Your instructions
Lines in the records below that contain the word "requested" must each be copied.
**** Supplied records
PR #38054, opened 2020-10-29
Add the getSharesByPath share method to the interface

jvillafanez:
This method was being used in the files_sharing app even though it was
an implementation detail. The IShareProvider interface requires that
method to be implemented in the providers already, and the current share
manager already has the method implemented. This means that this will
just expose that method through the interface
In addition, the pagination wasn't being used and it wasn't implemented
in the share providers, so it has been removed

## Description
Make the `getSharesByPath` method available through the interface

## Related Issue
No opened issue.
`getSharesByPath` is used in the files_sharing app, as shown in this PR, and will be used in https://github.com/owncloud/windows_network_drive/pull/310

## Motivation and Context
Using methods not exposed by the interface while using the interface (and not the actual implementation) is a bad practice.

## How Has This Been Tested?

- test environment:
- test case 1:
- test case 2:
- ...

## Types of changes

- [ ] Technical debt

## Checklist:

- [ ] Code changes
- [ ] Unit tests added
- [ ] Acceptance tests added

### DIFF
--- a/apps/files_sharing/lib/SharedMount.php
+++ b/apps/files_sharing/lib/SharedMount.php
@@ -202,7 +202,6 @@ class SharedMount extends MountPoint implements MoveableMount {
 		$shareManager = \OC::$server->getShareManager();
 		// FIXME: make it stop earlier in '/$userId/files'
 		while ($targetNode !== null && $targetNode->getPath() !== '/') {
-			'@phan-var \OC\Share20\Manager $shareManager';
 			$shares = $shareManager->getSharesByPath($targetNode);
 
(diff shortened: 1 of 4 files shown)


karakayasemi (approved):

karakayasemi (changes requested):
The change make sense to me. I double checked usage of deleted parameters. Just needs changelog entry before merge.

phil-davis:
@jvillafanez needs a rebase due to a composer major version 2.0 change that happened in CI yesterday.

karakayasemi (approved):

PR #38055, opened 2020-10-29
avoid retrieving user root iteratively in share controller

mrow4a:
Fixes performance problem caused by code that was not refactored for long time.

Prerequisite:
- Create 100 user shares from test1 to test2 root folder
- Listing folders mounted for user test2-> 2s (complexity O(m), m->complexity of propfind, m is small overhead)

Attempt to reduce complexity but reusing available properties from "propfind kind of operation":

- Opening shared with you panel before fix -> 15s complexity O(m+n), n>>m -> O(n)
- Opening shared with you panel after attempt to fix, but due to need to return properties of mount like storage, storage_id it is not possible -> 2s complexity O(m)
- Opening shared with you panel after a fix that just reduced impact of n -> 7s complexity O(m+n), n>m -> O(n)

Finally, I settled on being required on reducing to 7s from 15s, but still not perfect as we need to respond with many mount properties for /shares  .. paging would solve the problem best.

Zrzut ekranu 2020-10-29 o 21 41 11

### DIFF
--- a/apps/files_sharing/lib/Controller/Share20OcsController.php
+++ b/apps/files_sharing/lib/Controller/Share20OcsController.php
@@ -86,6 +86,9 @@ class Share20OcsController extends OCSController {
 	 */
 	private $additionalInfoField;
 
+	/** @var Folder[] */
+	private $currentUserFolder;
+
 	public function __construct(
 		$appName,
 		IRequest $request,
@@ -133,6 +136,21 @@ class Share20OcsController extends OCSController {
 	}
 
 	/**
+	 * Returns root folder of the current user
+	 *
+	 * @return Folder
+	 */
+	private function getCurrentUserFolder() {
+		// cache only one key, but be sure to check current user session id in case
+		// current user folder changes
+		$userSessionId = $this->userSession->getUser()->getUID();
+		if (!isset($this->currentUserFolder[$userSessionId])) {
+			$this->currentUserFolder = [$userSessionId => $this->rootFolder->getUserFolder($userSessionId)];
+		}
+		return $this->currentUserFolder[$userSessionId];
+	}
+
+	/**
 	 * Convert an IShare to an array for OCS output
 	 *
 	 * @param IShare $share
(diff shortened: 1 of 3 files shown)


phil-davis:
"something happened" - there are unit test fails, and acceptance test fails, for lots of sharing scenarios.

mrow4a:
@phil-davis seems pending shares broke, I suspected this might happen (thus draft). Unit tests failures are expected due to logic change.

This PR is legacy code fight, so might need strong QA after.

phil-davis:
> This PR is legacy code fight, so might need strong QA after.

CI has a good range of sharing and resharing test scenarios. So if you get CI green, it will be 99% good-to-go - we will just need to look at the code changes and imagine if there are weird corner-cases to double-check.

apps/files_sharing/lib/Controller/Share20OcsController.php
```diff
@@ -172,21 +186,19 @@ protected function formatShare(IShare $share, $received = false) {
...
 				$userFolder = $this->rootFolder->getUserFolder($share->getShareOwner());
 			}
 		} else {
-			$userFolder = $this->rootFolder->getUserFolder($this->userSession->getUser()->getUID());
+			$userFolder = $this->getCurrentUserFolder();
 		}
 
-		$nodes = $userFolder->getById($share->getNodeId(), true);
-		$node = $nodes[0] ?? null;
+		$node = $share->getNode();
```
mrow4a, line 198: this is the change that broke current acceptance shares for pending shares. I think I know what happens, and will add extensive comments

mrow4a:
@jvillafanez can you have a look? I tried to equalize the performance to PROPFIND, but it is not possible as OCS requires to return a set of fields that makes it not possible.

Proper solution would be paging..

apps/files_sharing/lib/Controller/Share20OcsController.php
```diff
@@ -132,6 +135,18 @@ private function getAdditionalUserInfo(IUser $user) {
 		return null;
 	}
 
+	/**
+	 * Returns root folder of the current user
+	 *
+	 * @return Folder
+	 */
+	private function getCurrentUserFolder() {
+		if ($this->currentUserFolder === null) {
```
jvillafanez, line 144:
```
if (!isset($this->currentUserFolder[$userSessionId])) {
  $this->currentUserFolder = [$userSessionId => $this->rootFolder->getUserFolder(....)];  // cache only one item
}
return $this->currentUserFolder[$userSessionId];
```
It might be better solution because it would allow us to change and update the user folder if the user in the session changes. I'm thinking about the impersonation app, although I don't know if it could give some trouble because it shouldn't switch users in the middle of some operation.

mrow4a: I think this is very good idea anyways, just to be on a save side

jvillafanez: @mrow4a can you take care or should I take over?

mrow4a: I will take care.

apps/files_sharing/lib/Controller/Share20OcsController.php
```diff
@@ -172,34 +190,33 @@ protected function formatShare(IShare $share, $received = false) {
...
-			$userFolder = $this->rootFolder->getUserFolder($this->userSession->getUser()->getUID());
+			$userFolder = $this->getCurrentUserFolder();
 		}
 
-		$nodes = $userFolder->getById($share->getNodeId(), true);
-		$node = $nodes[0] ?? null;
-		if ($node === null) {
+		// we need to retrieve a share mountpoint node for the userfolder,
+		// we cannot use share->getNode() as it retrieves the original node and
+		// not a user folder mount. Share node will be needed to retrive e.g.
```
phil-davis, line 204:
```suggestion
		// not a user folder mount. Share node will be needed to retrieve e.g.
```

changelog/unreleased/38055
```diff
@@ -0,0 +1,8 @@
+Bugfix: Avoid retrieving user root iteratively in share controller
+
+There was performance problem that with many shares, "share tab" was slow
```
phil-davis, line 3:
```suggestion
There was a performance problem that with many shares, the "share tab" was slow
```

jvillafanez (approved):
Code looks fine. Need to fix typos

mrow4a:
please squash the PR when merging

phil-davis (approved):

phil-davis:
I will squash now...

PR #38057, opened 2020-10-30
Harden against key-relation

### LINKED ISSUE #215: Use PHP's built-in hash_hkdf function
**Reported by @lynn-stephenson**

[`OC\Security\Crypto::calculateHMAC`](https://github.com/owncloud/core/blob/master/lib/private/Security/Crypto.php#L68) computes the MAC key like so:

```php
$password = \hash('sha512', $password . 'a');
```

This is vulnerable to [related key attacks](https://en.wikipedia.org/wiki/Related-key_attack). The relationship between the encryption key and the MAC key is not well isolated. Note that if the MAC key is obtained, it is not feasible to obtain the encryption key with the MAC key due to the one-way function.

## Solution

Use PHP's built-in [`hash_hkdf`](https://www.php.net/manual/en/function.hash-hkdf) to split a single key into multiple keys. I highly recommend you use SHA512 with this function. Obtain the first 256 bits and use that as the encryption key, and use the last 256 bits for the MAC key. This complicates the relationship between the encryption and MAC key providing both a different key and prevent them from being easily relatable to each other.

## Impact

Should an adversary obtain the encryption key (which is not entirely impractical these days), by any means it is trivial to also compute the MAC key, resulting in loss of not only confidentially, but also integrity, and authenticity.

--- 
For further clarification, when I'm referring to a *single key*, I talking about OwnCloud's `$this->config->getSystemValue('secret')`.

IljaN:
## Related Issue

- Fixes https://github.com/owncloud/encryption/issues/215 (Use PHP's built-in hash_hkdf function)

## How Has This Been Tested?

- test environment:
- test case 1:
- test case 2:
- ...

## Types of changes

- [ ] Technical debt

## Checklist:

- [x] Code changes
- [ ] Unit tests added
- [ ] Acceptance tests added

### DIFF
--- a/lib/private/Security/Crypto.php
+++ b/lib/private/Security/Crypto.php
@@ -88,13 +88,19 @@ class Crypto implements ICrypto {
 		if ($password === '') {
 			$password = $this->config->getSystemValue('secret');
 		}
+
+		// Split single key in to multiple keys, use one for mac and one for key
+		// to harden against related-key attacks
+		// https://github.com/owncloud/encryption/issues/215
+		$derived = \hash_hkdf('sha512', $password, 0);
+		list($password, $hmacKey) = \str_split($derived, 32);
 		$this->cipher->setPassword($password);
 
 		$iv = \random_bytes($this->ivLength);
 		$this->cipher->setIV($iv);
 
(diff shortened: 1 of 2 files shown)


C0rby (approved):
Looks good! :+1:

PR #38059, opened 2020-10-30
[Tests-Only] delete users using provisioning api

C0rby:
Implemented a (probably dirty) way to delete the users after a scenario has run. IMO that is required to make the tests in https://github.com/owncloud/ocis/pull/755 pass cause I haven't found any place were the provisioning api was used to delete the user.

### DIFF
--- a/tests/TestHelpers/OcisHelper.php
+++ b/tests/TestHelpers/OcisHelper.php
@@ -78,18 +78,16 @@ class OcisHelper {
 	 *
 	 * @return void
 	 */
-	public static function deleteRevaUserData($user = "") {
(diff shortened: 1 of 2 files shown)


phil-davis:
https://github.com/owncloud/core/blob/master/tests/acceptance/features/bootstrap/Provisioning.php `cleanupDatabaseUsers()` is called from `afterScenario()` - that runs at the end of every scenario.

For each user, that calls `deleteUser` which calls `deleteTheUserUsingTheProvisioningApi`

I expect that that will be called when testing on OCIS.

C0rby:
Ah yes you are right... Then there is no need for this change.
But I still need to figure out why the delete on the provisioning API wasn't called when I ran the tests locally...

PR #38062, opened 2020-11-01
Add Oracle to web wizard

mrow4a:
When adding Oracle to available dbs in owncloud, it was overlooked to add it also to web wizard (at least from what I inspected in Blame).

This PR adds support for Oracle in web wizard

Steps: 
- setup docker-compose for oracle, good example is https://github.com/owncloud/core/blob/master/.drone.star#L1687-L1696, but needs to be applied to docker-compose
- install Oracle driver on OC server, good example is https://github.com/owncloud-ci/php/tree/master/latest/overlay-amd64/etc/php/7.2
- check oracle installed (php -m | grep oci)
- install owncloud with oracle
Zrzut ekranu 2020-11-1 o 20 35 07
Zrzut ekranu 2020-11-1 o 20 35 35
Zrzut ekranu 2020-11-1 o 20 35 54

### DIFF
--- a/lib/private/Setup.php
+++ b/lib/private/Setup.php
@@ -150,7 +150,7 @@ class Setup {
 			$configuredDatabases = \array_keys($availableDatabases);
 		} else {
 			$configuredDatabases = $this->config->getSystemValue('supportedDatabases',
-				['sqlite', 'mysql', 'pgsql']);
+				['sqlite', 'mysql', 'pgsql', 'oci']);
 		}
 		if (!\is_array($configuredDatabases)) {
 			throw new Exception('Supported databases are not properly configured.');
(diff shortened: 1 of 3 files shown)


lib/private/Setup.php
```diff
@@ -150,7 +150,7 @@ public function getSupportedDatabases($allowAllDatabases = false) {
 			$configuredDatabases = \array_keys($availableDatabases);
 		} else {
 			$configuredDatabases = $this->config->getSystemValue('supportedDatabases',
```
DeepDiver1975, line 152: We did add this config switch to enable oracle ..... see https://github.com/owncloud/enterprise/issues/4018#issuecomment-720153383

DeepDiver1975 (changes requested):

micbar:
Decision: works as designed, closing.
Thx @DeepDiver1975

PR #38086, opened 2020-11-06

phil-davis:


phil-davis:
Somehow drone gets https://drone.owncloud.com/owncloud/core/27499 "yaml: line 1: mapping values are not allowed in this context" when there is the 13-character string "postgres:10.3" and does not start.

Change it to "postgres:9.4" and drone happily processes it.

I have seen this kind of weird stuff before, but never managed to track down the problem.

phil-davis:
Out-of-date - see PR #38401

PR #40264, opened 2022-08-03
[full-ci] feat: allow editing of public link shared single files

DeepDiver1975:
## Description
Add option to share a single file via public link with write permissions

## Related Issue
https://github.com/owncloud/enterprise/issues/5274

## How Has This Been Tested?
********
Exercise result
karakayasemi (changes requested):
DeepDiver1975 (changes requested):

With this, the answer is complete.